Debt Management Plans
A Debt Management Plan is different from a Debt Consolidation Loan. The DMP is drawn up by a credit counseling organization. The DMP requires that you send them money every month and they will use it to pay your bills for you. They may also negotiate lower interest rates for you. Your monthly payment will also have to include their fee, which can be substantial. Again, there are no guarantees. No one will look after your money like you can. You are your own best and safest money manager.
Be sure to verify that your credit agency is informing you of the exact details of any agreements with your creditors. A successful DMP requires you to make regular payments that could last many, many years. Ask the credit counselor to estimate how long it will take for you to complete the plan. You run the risk that they might not do what they promise. And you will be worse off than ever. You may have to agree not to use or apply for any additional loans or credit while you're enrolled in the plan. You have no guarantees that your interests are protected. Some agencies might not make the required credit card payments for you, so that they can negotiate down the amount owed and benefit themselves from this.
A DMP is not for most people. Your first step is to have a certified credit counselor thoroughly review your situation and offer you personalized advice on managing your dept. Even if a DMP is appropriate for you, a reputable credit counseling organization can still help you in developing money management skills and creating a budget.
Debt Negotiation Programs
Debt negotiation differs greatly from credit counseling and debt management plans. In debt negotiation, the agency will bargain down the amount you owe on your credit cards, possibly by threatening the bank with your default or bankruptcy. It can be very risky, and have a long-term negative impact on your credit report and your ability to get credit in the future. Make sure that agency fees are less than the amount of debt relief they are able to negotiate. Ask an independent authority to review the agreements before you commit to anything.
Bankruptcy
When all else fails, personal bankruptcy is generally considered the debt management option of last resort. It may get rid of unsecured debts and stop foreclosures, repossessions, garnishments, utility shut-offs, and debt collection activities. Bankruptcy also allows people to keep certain assets.

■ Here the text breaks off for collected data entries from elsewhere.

PR #582, opened 2017-06-19
Double-check the presence of global Drupal - noissue

kalinchernev:
The changes not related to the global Drupal check are coming from [prettier](https://github.com/prettier/prettier). Please tell me if I am to revert them.


kalinchernev:
WIP, has to be improved.

PR #583, opened 2017-06-19
ISAICP-3028: Remove 3th party fonts

tom-waat:
Merge into develop.


web/themes/joinup/joinup_theme.libraries.yml
```diff
@@ -25,13 +25,3 @@ form-components:
     - core/jquery.ui.slider
     - core/drupal
     - core/drupalSettings
-
-fonts:
```
kalinchernev: Please also remove the records from the info file as well:
```
  - joinup_theme/icons
  - joinup_theme/fonts
```

web/themes/joinup/prototype/sass/base/_fontfaces.sass
```diff
@@ -0,0 +1,98 @@
+// Typography
```
kalinchernev: Please include all types of fonts.
As @brummbar suggested, you can use: https://google-webfonts-helper.herokuapp.com/fonts

web/themes/joinup/prototype/sass/components/_icon.sass
```diff
@@ -35,7 +35,7 @@
 //
 // Styleguide 2.8
 
-$waat-icons-font-path: '../images/fonts/waat-icons'
+$waat-icons-font-path: '../images/fonts/waat-icons/waat-icons'
```
kalinchernev: Please move `fonts` in root of theme. Fonts are same asset as css, js, etc. but they are surely not images.

web/themes/joinup/prototype/sass/base/_fontfaces.sass
tom-waat: I already used this tool and included all fonts, which were previously fetched fromhttps://fonts.googleapis.com

kalinchernev: google webfonts helper

There's an option to include files in addition to the `woff` and `woff2`, which are needed in case the [browser wouldn't support them](https://creativemarket.com/blog/the-missing-guide-to-font-formats).

The google apis has a mechanisms that delivers only what is necessary, but since we don't have it, it's necessary to include all types.

tom-waat: Ok, I added fonts for older browsers.

PR #587, opened 2017-06-20
ISAICP-2338: Print option

piotrsmykaj:


web/themes/joinup/prototype/sass/print.sass
```diff
@@ -0,0 +1,22 @@
+@media print
```
kalinchernev: This is fine, though I'd suggest you the following:

- make a mixin:
```
@mixin hidden-print() {
  @media print {
    display: none !important;
  }
}
```
- hide in a per-component basis:
```
@include ecl-hidden-print();
```
Optionally, you can make also a class like `.hidden-print` or something similar using this mixin.

Main goal: make your solution more flexible for others.

kalinchernev:
Hi @piotrsmykaj thanks for the updates!
Please also remove the unrelated code from the pull request, i.e. diff with #589.
At the moment, #589 is blocking this one, I wouldn't merge this one before #589.

piotrsmykaj:
Hi @kalinchernev. Now it should be ok, please check.

PR #589, opened 2017-06-20
ISAICP-3457: Style the homepage tiles

piotrsmykaj:


web/themes/joinup/prototype/sass/components/_featured-lg.sass
```diff
@@ -61,6 +62,11 @@
       width: 200px
       margin-right: 40px
 
+    a
```
kalinchernev: What is the reason of styling this rule?

piotrsmykaj: zrzut ekranu 2017-06-20 o 22 12 47
It's overridden default link color for this attached items.

kalinchernev: Thanks!

PR #606, opened 2017-06-28
ISAICP-3017: Fix file types and settings on Format and Representation Technique fields

idimopoulos:


brummbar:
Tests are red due issues in CPHP. Behat tests and one of the two phpunit are green, so merging.

PR #613, opened 2017-06-29
ISAICP-3551: Style footer menu

tom-waat:
Merge ISAICP-3551 into develop


brummbar:
Tests look red but they are green.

Be aware that the results are long lasting and far-reaching. A bankruptcy stays on your credit report for 10 years. After bankruptcy, it will be difficult to obtain credit, buy a home, get life insurance, or sometimes get a job. Bankruptcy usually does not erase child support, alimony, fines, taxes, and some student loan obligations. Still, it is a legal procedure that offers a fresh start for people who absolutely cannot pay off their debts.
Get Out of Debt
However you choose to handle your credit card debt, you must live frugally to solve your debt problems. You must change yourself, first. Financial advice is expensive. Borrowing more money is also expensive. You are the best person to take control and manage your money.
My wish is that your life brings you much success. I hope you have a very happy day.